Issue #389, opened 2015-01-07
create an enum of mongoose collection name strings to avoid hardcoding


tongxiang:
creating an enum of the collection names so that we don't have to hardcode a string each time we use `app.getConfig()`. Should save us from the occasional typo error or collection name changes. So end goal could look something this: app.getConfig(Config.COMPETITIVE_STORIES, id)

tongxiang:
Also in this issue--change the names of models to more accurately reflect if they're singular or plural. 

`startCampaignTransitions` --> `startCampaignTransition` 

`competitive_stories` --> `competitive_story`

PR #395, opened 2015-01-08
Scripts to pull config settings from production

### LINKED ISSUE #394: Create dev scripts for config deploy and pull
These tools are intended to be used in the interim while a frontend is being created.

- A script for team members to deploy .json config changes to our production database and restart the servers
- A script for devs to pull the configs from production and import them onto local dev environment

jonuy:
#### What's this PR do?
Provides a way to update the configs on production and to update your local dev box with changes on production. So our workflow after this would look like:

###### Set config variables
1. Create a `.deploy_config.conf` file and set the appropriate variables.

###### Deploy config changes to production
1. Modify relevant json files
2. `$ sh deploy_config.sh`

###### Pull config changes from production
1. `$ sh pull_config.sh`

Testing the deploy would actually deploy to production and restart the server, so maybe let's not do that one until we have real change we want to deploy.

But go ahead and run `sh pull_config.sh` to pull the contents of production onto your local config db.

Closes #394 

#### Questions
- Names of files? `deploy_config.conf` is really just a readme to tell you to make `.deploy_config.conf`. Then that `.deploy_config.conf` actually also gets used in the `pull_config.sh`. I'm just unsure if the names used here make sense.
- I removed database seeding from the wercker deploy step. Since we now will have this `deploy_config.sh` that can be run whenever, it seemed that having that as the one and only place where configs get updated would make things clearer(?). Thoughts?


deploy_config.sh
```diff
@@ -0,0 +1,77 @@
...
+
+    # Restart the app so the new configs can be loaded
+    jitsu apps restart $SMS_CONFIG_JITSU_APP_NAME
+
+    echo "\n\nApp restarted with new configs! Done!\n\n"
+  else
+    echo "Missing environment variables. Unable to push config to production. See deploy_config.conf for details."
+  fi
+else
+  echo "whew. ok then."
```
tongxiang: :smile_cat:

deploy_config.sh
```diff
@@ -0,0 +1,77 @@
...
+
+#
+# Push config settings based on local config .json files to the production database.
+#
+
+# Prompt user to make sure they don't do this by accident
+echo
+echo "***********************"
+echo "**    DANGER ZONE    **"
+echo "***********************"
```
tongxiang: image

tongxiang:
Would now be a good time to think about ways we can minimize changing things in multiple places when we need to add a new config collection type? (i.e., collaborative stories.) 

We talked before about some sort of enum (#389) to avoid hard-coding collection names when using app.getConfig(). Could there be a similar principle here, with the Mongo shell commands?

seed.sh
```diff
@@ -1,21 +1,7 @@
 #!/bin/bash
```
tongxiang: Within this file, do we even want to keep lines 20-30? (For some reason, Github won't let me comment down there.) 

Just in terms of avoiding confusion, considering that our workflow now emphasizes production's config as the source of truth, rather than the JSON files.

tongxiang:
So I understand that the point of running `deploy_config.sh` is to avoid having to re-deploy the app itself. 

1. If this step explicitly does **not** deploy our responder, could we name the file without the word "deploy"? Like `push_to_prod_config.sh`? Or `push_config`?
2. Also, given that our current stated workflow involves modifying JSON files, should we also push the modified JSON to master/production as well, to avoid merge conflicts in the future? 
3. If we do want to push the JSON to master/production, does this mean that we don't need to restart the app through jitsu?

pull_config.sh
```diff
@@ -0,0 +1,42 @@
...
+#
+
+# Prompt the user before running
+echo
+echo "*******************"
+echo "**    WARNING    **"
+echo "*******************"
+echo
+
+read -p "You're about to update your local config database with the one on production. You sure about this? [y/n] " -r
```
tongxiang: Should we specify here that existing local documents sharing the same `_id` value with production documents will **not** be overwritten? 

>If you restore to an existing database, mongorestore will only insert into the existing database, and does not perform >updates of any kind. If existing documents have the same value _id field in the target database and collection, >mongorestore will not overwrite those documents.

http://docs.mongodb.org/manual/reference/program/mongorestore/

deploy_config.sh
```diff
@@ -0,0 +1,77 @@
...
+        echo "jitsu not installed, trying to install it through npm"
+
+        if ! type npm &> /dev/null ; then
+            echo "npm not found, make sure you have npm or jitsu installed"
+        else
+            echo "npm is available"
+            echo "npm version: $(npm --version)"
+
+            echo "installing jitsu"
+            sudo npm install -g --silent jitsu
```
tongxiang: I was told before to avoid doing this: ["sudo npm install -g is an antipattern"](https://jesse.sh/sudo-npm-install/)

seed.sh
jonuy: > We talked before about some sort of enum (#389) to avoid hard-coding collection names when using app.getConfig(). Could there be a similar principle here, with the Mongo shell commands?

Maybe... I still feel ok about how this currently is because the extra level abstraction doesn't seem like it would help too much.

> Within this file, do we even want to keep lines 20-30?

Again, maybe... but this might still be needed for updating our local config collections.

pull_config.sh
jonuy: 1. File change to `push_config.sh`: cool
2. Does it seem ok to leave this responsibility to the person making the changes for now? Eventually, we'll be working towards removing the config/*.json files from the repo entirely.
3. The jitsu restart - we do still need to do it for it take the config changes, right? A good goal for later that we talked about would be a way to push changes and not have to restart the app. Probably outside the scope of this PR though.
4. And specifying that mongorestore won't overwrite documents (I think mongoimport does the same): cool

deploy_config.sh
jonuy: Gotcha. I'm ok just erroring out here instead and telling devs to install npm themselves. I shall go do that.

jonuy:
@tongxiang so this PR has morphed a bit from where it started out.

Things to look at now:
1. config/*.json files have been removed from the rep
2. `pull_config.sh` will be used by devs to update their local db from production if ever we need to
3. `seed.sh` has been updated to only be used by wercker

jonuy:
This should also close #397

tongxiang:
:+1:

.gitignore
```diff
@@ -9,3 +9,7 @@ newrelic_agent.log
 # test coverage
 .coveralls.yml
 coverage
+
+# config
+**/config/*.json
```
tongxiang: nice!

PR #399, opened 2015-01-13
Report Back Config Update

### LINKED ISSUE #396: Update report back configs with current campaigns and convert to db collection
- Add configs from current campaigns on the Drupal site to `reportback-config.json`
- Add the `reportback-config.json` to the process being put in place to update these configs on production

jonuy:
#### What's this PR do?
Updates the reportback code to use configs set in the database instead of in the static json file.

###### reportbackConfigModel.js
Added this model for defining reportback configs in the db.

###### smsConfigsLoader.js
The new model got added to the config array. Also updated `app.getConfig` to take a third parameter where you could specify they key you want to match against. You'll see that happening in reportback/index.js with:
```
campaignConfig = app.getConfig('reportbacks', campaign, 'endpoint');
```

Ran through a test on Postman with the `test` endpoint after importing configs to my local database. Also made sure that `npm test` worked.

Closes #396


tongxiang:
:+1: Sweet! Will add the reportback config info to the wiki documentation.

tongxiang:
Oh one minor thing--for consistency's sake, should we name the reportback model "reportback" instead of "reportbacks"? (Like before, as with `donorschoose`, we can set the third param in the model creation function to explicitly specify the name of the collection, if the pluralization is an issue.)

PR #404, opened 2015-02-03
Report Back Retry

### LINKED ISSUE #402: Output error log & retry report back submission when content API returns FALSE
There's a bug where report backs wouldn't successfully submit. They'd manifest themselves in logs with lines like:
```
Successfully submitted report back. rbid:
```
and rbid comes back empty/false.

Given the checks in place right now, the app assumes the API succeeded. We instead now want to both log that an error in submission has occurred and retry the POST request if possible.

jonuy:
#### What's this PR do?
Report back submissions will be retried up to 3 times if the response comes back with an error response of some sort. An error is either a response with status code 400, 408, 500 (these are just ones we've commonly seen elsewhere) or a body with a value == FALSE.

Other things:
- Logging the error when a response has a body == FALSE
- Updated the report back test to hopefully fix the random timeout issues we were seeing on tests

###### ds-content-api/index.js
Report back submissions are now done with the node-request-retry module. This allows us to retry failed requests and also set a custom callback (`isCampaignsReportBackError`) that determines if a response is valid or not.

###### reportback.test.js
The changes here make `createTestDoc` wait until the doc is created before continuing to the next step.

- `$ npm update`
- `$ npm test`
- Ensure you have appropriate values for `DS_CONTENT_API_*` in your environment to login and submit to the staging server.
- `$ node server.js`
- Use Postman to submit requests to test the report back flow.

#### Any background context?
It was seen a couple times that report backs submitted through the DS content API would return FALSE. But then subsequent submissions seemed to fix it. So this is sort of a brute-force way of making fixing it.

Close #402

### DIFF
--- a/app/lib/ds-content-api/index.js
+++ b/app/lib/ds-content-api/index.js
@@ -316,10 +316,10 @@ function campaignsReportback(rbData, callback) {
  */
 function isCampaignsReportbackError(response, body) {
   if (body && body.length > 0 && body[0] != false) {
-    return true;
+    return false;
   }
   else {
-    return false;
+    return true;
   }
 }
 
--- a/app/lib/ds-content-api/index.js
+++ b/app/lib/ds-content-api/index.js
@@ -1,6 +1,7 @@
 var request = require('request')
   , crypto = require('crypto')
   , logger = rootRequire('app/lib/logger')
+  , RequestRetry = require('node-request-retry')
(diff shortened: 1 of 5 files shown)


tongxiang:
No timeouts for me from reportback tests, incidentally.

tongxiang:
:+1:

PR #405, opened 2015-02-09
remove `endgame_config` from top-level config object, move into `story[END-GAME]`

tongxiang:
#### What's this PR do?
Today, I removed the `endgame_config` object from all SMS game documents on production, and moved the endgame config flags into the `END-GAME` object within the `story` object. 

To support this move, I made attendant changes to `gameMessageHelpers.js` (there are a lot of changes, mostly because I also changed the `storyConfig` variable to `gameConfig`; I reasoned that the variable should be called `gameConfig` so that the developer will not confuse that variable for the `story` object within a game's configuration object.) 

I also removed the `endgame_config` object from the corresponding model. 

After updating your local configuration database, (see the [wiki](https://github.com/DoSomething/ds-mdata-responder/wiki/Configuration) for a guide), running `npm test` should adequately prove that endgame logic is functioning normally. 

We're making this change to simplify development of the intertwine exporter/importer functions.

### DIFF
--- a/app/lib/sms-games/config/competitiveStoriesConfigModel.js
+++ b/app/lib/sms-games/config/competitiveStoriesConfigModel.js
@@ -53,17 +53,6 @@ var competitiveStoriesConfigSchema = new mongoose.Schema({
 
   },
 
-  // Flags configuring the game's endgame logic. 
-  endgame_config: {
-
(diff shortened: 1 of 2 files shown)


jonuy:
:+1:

...

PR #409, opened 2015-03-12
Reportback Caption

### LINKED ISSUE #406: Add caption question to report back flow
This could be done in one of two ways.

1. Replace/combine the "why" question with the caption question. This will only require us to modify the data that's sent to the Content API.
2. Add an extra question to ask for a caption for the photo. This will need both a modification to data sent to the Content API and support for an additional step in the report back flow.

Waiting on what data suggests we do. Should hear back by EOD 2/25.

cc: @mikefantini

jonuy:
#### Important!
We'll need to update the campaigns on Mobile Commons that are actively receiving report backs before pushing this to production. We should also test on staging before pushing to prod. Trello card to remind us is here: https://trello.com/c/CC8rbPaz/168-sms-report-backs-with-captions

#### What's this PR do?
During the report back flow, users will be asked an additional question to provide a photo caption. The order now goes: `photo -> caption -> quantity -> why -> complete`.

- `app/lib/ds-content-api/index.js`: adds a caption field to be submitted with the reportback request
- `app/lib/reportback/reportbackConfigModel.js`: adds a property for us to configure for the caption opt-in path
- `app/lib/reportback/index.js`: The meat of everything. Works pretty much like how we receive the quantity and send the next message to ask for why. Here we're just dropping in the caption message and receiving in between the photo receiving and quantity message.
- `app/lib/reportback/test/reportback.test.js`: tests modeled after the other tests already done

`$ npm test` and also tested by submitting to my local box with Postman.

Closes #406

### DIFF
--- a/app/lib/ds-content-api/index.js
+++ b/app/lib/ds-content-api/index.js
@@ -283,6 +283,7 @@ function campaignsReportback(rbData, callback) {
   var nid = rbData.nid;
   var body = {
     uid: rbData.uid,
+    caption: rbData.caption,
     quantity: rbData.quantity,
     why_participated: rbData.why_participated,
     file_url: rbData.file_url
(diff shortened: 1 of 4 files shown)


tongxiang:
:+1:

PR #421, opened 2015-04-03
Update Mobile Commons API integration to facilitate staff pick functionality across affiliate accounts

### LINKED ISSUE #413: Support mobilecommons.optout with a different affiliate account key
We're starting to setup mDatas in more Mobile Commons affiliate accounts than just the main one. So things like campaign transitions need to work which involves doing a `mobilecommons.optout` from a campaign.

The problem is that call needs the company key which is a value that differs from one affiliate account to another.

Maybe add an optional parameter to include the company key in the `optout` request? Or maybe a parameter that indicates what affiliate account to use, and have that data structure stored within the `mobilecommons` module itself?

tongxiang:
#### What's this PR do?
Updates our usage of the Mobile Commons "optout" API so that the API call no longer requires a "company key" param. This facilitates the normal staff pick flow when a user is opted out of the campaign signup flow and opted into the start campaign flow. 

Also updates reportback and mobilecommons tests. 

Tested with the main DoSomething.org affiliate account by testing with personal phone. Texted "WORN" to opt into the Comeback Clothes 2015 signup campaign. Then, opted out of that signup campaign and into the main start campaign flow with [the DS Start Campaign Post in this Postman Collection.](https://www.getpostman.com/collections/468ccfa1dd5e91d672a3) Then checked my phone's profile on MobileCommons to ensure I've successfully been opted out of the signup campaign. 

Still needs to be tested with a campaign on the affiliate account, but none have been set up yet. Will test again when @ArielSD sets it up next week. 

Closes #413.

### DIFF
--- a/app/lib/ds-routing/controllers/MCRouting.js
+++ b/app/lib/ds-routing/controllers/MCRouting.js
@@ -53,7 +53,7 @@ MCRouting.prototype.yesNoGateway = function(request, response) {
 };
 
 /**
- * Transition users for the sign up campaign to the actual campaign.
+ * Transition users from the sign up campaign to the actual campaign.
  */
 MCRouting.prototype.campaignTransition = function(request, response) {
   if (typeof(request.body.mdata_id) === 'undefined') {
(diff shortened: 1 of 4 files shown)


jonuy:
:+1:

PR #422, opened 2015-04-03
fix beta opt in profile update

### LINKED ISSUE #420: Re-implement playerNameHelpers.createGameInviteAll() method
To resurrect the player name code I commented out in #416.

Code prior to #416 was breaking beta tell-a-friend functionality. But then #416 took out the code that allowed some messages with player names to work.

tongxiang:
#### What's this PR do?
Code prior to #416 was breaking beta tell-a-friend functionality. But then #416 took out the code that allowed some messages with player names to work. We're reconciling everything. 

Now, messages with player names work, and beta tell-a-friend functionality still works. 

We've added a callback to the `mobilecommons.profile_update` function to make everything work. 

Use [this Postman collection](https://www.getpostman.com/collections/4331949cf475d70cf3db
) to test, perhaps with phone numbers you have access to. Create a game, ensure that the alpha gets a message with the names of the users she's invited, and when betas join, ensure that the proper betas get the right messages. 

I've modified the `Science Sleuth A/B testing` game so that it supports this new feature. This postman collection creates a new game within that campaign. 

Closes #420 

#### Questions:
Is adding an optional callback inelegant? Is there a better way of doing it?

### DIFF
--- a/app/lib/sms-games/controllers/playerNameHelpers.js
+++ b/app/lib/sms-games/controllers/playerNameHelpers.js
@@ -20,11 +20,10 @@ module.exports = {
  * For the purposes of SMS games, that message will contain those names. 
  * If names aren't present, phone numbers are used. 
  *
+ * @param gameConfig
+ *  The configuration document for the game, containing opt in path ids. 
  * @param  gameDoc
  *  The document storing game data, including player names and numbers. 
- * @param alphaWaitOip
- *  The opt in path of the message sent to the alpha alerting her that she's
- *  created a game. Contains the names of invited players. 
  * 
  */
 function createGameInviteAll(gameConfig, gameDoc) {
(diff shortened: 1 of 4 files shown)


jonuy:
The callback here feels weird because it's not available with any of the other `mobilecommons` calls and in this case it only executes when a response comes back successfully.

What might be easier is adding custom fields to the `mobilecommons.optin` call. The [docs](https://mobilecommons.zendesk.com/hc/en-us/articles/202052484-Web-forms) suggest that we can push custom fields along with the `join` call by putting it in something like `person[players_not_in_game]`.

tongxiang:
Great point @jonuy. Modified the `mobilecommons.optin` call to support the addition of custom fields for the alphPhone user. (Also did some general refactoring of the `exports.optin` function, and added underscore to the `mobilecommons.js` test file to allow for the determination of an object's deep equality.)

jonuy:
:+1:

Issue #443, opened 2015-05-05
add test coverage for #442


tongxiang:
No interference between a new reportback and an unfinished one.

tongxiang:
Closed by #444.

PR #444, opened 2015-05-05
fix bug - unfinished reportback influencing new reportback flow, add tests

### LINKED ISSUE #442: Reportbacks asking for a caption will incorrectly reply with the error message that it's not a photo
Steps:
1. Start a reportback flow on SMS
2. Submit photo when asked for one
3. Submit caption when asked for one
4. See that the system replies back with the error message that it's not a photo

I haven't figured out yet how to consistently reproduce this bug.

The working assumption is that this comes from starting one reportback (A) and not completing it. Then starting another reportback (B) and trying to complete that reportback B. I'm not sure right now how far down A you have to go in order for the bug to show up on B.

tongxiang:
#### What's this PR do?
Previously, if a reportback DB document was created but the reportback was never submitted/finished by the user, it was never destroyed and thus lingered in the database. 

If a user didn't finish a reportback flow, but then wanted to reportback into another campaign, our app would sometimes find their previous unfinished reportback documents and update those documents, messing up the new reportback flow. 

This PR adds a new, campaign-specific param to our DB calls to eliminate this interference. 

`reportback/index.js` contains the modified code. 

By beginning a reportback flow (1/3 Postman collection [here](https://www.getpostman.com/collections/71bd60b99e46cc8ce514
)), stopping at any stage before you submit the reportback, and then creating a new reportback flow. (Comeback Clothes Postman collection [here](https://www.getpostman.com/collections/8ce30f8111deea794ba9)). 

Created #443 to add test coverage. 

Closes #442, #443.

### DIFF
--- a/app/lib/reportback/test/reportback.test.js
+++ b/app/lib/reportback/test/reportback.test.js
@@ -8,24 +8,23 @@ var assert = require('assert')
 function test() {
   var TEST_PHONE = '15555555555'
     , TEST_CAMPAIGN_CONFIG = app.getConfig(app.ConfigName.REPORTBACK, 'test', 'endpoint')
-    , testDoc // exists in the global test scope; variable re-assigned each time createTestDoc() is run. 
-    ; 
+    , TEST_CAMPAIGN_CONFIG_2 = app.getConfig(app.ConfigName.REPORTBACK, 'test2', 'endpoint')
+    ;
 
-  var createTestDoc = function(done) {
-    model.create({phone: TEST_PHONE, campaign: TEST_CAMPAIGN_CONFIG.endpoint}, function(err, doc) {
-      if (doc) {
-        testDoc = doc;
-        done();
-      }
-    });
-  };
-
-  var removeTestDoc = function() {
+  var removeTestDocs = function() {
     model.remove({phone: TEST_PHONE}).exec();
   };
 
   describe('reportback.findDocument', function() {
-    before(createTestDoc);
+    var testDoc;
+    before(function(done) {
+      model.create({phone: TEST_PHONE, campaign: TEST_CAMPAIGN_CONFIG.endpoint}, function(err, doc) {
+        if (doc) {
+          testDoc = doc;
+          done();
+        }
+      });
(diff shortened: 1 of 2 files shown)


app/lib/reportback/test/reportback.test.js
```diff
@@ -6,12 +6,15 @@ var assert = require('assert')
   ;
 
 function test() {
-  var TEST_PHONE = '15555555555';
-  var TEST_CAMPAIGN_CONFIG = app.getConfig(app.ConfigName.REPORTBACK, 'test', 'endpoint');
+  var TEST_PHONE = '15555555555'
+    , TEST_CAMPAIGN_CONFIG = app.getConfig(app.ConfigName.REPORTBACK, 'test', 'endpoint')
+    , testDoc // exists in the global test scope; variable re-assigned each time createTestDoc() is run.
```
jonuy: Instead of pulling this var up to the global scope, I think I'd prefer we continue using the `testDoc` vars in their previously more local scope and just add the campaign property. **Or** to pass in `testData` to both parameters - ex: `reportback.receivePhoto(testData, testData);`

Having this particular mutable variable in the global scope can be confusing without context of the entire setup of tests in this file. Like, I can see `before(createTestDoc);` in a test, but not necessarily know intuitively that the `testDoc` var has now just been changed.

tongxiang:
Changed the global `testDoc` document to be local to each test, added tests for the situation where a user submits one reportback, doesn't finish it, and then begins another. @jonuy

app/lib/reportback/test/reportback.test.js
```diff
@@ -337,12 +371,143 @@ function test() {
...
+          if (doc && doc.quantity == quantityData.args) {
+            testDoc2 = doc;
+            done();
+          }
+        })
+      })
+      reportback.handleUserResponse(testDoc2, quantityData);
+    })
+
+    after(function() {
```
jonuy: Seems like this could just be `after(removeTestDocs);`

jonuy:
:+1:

» EXERCISE DIRECTIONS
The stretch of entries above that starts with the line containing "fix beta opt in profile update" and goes on through the line containing "- * @param alphaWaitOip" is to be transcribed exactly, and no other line is to be transcribed.

» RESPONSE BELOW
fix beta opt in profile update

### LINKED ISSUE #420: Re-implement playerNameHelpers.createGameInviteAll() method
To resurrect the player name code I commented out in #416.

Code prior to #416 was breaking beta tell-a-friend functionality. But then #416 took out the code that allowed some messages with player names to work.

tongxiang:
#### What's this PR do?
Code prior to #416 was breaking beta tell-a-friend functionality. But then #416 took out the code that allowed some messages with player names to work. We're reconciling everything. 

Now, messages with player names work, and beta tell-a-friend functionality still works. 

We've added a callback to the `mobilecommons.profile_update` function to make everything work. 

Use [this Postman collection](https://www.getpostman.com/collections/4331949cf475d70cf3db
) to test, perhaps with phone numbers you have access to. Create a game, ensure that the alpha gets a message with the names of the users she's invited, and when betas join, ensure that the proper betas get the right messages. 

I've modified the `Science Sleuth A/B testing` game so that it supports this new feature. This postman collection creates a new game within that campaign. 

Closes #420 

#### Questions:
Is adding an optional callback inelegant? Is there a better way of doing it?

### DIFF
--- a/app/lib/sms-games/controllers/playerNameHelpers.js
+++ b/app/lib/sms-games/controllers/playerNameHelpers.js
@@ -20,11 +20,10 @@ module.exports = {
  * For the purposes of SMS games, that message will contain those names. 
  * If names aren't present, phone numbers are used. 
  *
+ * @param gameConfig
+ *  The configuration document for the game, containing opt in path ids. 
  * @param  gameDoc
  *  The document storing game data, including player names and numbers. 
- * @param alphaWaitOip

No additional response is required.